Is that why spontaneous mutations would most likely result in autism for males?
The model is that most sporadic cases are in fact these lightning strikes, which nobody likes to think about. I'm used to thinking about it because I'm a cancer researcher and when you get cancer, it's a lightning strike. You hear people say, "Oh I eat all the right things, I exercise, I don't smoke," and they still get cancer. I think it's natural for people to want to finger some cause that's controllable, but random processes are not controllable. People are very reluctant to accept randomness as a factor in their lives.
How confident can you be attributing a large part of your theory to randomness with all the reports of increased incidence of autism in recent years?
There are a couple of things that draw a lot of attention. One of them is the apparent increased incidence. Another is the sense of many parents that there child is doing well and developing normally and then fairly suddenly seems to develop symptomatology. Those are the two things that I think are driving people to think in terms of models that are not genetic. So, we should probably talk about them separately.
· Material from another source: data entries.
Issue #8941, opened 2025-09-19
Infra: Create Private Github Repo for Internal Testing


richieforeman:
Often times we want to test Github action and deployment changes without broadcasting out on the public channels.  Right now we're using the `dev` tag to sort of signify this, but that's out there for the world to see: https://www.npmjs.com/package/@google/gemini-cli?activeTab=versions

We should:

- [x] Setup a private Github Repo https://github.com/google-gemini/gemini-cli/issues/8941
- [x] Setup a private NPM package https://github.com/google-gemini/gemini-cli/issues/8941
- [ ] Setup all the stuff that will allow the team to test the release workflow in a lower-risk environment.

skeshive:
Per GitHub's requirement, all packages published to its npm registry must be scoped under an organization. We have two main options to handle this for our release workflow:

1) Rename Packages: We can rename our packages to @google-gemini/gemini-cli and @google-gemini/gemini-cli-core within the CI/CD pipeline at release time.

2) Publish a Bundled Version: Alternatively, to avoid renaming packages and updating import paths, we could publish a single, bundled version of @google-gemini/gemini-cli that already includes all its necessary dependencies.

skeshive:
10/2 update: Did not address Richie's feedback yet because I was focused on getting the release out yesterday and on a P0 IDE integration bug. Planning on spending the afternoon working on addressing feedback

mattKorwel:
@skeshive @richieforeman i wanted to talk about this a  bit more.

I feel like we need to pause and design what will be used when.

For instance, Maybe all our validation runs should happen against code in the dev npm repository, and then "release" is basically just promoting a release from dev to real. That keeps all the changes from polluting the npm version history. 

Also, how we use the dev registry for testing of scripts and doing real things, like promoting releases patching, and use the dev repo to test our code. 

Do we have one set of scripts and use github environments (i am leaning this way) https://docs.github.com/en/actions/how-tos/deploy/configure-and-manage-deployments/manage-environments - in this pr rather than having the repo variables coded based on an if statement. we create the variables in the environment and set that for the script. 

Just thinking out loud. I think this pr attached is a good start. and maybe we send it as is to get some early validations but i feel like this task should be replaced by a "think it out" task?

PR #10348, opened 2025-10-01
feat(ci): add ability to publish packages to private github registry for testing

skeshive:
## TLDR
Updates manual release workflow to include registry option for publishing to private github registry instead of public.

## Dive Deeper
The following applies when publishing to the github registry, the npm registry publishing flow should be a no-op.

- Github requires packages published to their registry to be named with organization scope so we need to modify the names of the packages from @google/gemini-cli & @google/gemini-cli-core to @google-gemini/gemini-cli & @google-gemini/gemini-cli-core
- Instead of publishing the entire gemini-cli package, we now just publish the bundled code. Therefore, we remove unnecessary metadata from the package.json file
- Successful manual publish to github registry: https://github.com/google-gemini/gemini-cli/actions/runs/18166685616/job/51710727267

## Testing
- Install package from private github registry:
```
npm install @google-gemini/gemini-cli@0.0.3 --@google-gemini:registry=https://npm.pkg.github.com --//npm.pkg.github.com/:_authToken=${NPM_TOKEN}
```

- Run package
```
 ./node_modules/.bin/gemini
```

- Make sure version in /about is 0.0.3

## Linked issues / bugs
#8941

### DIFF
--- a/.github/actions/publish-release/action.yml
+++ b/.github/actions/publish-release/action.yml
@@ -51,8 +51,7 @@ inputs:
   registry:
     description: 'The registry to publish to.'
     required: false
-    default: 'npm'
-
+    default: 'npm-wombat'
 runs:
   using: 'composite'
   steps:
@@ -121,7 +120,7 @@ runs:
         node ${{ github.workspace }}/scripts/prepare-github-release.js
 
     - name: 'Configure npm for publishing to npm'
-      if: "inputs.registry == 'npm'"
+      if: "inputs.registry != 'github'"
       uses: 'actions/setup-node@49933ea5288caeca8642d1e84afbd3f7d6820020'
       with:
         node-version-file: '${{ inputs.working-directory }}/.nvmrc'
@@ -137,7 +136,7 @@ runs:
         scope: '@google-gemini'
 
     - name: '📦 Publish @google/gemini-cli-core to npm'
-      if: "inputs.registry == 'npm'"
+      if: "inputs.registry != 'github'"
       working-directory: '${{ inputs.working-directory }}'
       env:
         NODE_AUTH_TOKEN: '${{ inputs.wombat-token-core }}'
@@ -163,7 +162,7 @@ runs:
 
     - name: '🔗 Install latest core package'
       working-directory: '${{ inputs.working-directory }}'
-      if: "${{ inputs.dry-run != 'true' && inputs.registry == 'npm' }}"
+      if: "${{ inputs.dry-run != 'true' && inputs.registry != 'github' }}"
       shell: 'bash'
       run: |
         npm install "@google/gemini-cli-core@${{ inputs.release-version }}" \
@@ -171,7 +170,7 @@ runs:
         --save-exact
 
     - name: '📦 Publish @google/gemini-cli to npm'
-      if: "inputs.registry == 'npm'"
+      if: "inputs.registry != 'github'"
       working-directory: '${{ inputs.working-directory }}'
       env:
         NODE_AUTH_TOKEN: '${{ inputs.wombat-token-cli }}'
@@ -197,7 +196,7 @@ runs:
 
     - name: '🔬 Verify NPM release by version'
       uses: './.github/actions/verify-release'
-      if: "${{ inputs.dry-run != 'true' && inputs.force-skip-tests != 'true' && inputs.registry == 'npm' }}"
+      if: "${{ inputs.dry-run != 'true' && inputs.force-skip-tests != 'true' && inputs.registry != 'github' }}"
       with:
         npm-package: '@google/gemini-cli@${{ inputs.release-version }}'
         expected-version: '${{ inputs.release-version }}'
@@ -206,7 +205,7 @@ runs:
 
     - name: '🏷️ Tag release'
       uses: './.github/actions/tag-npm-release'
-      if: "${{ inputs.dry-run != 'true' && inputs.registry == 'npm' }}"
+      if: "${{ inputs.dry-run != 'true' && inputs.registry != 'github' }}"
       with:
         channel: '${{ inputs.npm-tag }}'
         version: '${{ inputs.release-version }}'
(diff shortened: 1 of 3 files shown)


scripts/prepare-github-release.js
```diff
@@ -0,0 +1,63 @@
...
+  process.exit(1);
+}
+
+// Overwrite the .npmrc in the core package to point to the GitHub registry.
+const coreNpmrcPath = path.resolve(rootDir, 'packages/core/.npmrc');
+fs.writeFileSync(
+  coreNpmrcPath,
+  '@google-gemini:registry=https://npm.pkg.github.com/',
+);
+console.log('Wrote .npmrc for @google-gemini scope to packages/core/');
```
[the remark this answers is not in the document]
skeshive: we need to overwrite the root .npmrc to point to Github (the --registry flags used in the workflow don't override this)

.github/actions/publish-release/action.yml
```diff
@@ -48,6 +48,10 @@ inputs:
   gemini_api_key:
     description: 'The API key for running integration tests.'
     required: true
+  registry:
+    description: 'The registry to publish to.'
```
richieforeman, line 52: Please prefer to make this a `type: choice` and include a fixed list of options

ref: https://github.blog/changelog/2021-11-10-github-actions-input-types-for-manual-workflows/

.github/actions/publish-release/action.yml
```diff
@@ -48,6 +48,10 @@ inputs:
...
+    required: false
+    default: 'npm'
```
richieforeman: prefer explicit `npm-wombat` or something.  It's not just naked NPM, it's Google's special flow.

.github/actions/publish-release/action.yml
```diff
@@ -103,14 +107,37 @@ runs:
...
+    - name: 'Configure npm for publishing to GitHub'
+      if: "inputs.registry == 'github'"
+      uses: 'actions/setup-node@49933ea5288caeca8642d1e84afbd3f7d6820020'
+      with:
+        node-version-file: '${{ inputs.working-directory }}/.nvmrc'
+        registry-url: 'https://npm.pkg.github.com'
+        scope: '@google-gemini'
+
+    - name: '📦 Publish @google/gemini-cli-core to npm'
+      if: "inputs.registry == 'npm'"
```
richieforeman: If you consider my comments above, don't forget to update this.

.github/actions/publish-release/action.yml
```diff
@@ -143,9 +183,21 @@ runs:
...
+          --dry-run="${{ inputs.dry-run }}" \
+          --workspace="@google-gemini/gemini-cli" \
+          --no-tag
+
     - name: '🔬 Verify NPM release by version'
       uses: './.github/actions/verify-release'
-      if: "${{ inputs.dry-run != 'true' && inputs.force-skip-tests != 'true' }}"
+      if: "${{ inputs.dry-run != 'true' && inputs.force-skip-tests != 'true' && inputs.registry == 'npm' }}"
       with:
         npm-package: '@google/gemini-cli@${{ inputs.release-version }}'
```
richieforeman, line 201: Opinions:

- This seems fine for now.
- I am working on updating the verify-release flow right now, and it should also probably support multiple choices.
- Can you tag an issue to update verify-release and tag it to me? (You could also do it yourself, but you'll probably merge conflict with my existing inflight work in there).

scripts/prepare-github-release.js
```diff
@@ -0,0 +1,63 @@
...
+    'Error: bundle/ directory not found at project root. Please run `npm run bundle` first.',
+  );
+  process.exit(1);
+}
+
+// Overwrite the .npmrc in the core package to point to the GitHub registry.
+const coreNpmrcPath = path.resolve(rootDir, 'packages/core/.npmrc');
+fs.writeFileSync(
+  coreNpmrcPath,
+  '@google-gemini:registry=https://npm.pkg.github.com/',
```
richieforeman, line 38: Thinking out loud:
- We could consider updating this to take `registry` as an argument
- We could update this file to `prepare-custom-registry-release.js`

That would make this change slightly more flexible (by using an inversion-of-control pattern).

.github/actions/publish-release/action.yml
richieforeman: (Sanity check for myself... Can `type: choice` be in a "sub-action" like this?  I know it's supported in workflows, but I'm fuzzy here.

If this isn't possible, then obviously feel free to ACK, but I would request a comment in the `description` field with the list of possible options.

skeshive: hmm so the parent workflow uses type:choice, this sub-action doesn't show up in the UI to allow the user to select a registry

.github/actions/publish-release/action.yml
```diff
@@ -122,16 +149,29 @@ runs:
...
+      if: "inputs.registry == 'github'"
+      working-directory: '${{ inputs.working-directory }}'
+      env:
+        NODE_AUTH_TOKEN: '${{ inputs.github-token }}'
+      shell: 'bash'
+      run: |
+        npm publish \
+          --dry-run="${{ inputs.dry-run }}" \
+          --workspace="@google-gemini/gemini-cli-core" \
+          --no-tag
```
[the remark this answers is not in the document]
skeshive: this isn't true, I've done non-dry runs and verified the package actually gets published

scripts/prepare-github-release.js
skeshive: hmm each registry may have custom requirements (ex. how the package is name)

I'd prefer waiting to make this more flexible until we have a second registry we want to publish to

.github/actions/publish-release/action.yml
skeshive: done- https://github.com/google-gemini/gemini-cli/issues/10452

scripts/prepare-github-release.js
richieforeman: Opinion: All the more reason to invert the control and take those things in as arguments.  But I agree this could be later.

richieforeman (approved):
LG

mattKorwel (approved):
LGTM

On the increased frequency, I am not an epidemiologist, but I have heard a very convincing talk by a Canadian epidemiologist, who did a very careful analysis and came to the conclusion that there was no real measurable increase in frequency—that it is largely a factor of more people being diagnosed. And I have heard this theme in other people's talks who are not professional epidemiologists, but there seems to be a general consensus that when the diagnostic criterion was solidified in the mid-'90s, that more or less correlates with the sudden change in slope of diagnoses—that the rate of diagnoses started to rise.
And with regard to the increased incidence being caused by thimerosal in vaccines, the rate has continued to climb, even with the chemical being removed from immunizations more than six years ago.
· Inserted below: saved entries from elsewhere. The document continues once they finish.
PR #10376, opened 2025-10-01
fix(ui): increase padding of settings dialog

galdawave:
## TLDR

Reduces the height of the settings dialog by setting a 4-line margin. This prevents the dialog from taking up too much vertical space and helps reduce flickering when rendering with the Ink library.

## Dive Deeper

The settings dialog was occupying too much height, which could cause issues with the Ink library's rendering, leading to flickering. By setting `DIALOG_PADDING` to 4 lines in the height calculation in `SettingsDialog.tsx`, we ensure the dialog leaves enough buffer space, improving the stability of the UI.

## Reviewer Test Plan

1.  Open the settings dialog using the `/settings` command.
2.  Observe the height of the dialog. It should be slightly shorter than before.
3.  Interact with the settings (navigate, toggle) and verify that the dialog does not flicker and remains stable.
4.  Resize the terminal window to various heights and ensure the dialog adjusts correctly and maintains the margin of error.

## Testing Matrix

|          | 🍏  | 🪟  | 🐧  |
| npm run  | ✅  | ❓  | ❓  |
| npx      | ❓  | ❓  | ❓  |
| Docker   | ❓  | ❓  | ❓  |
| Podman   | ❓  | -   | -   |
| Seatbelt | ❓  | -   | -   |


jacob314 (approved):
lgtm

I am not familiar with data on vaccines and what people have done with that. I can tell you that my own bias—and it's really a bias—is that there's nothing in that. But you can't print that without also printing that I haven't seen the data, that's just my intuition. So, in that sense, I am just like an ordinary citizen.
So, the increased incidence is largely increase in diagnosis. There could be reasons why there could be small increases. That could have to do with the age at which couples are having children. There could be something about the pattern of marriages that somehow increase the rate, but then we start getting into dangerous terrain.
Then, regarding the unified theory, where do environmental factors come in?
Just because something is genetic doesn't mean it's not environmental—that's number one. If you have 100 people and they're all exposed to the same environment and one reacts badly to it, that's genetics and environment. So, just by saying something is genetic says nothing about that it might not be also environmental. That's the main point. The secondary point, we said our model assumes that—the population genetic analysis that we did makes an assumption that—it's genetic. You can't turn around then and say it proves that it's genetic.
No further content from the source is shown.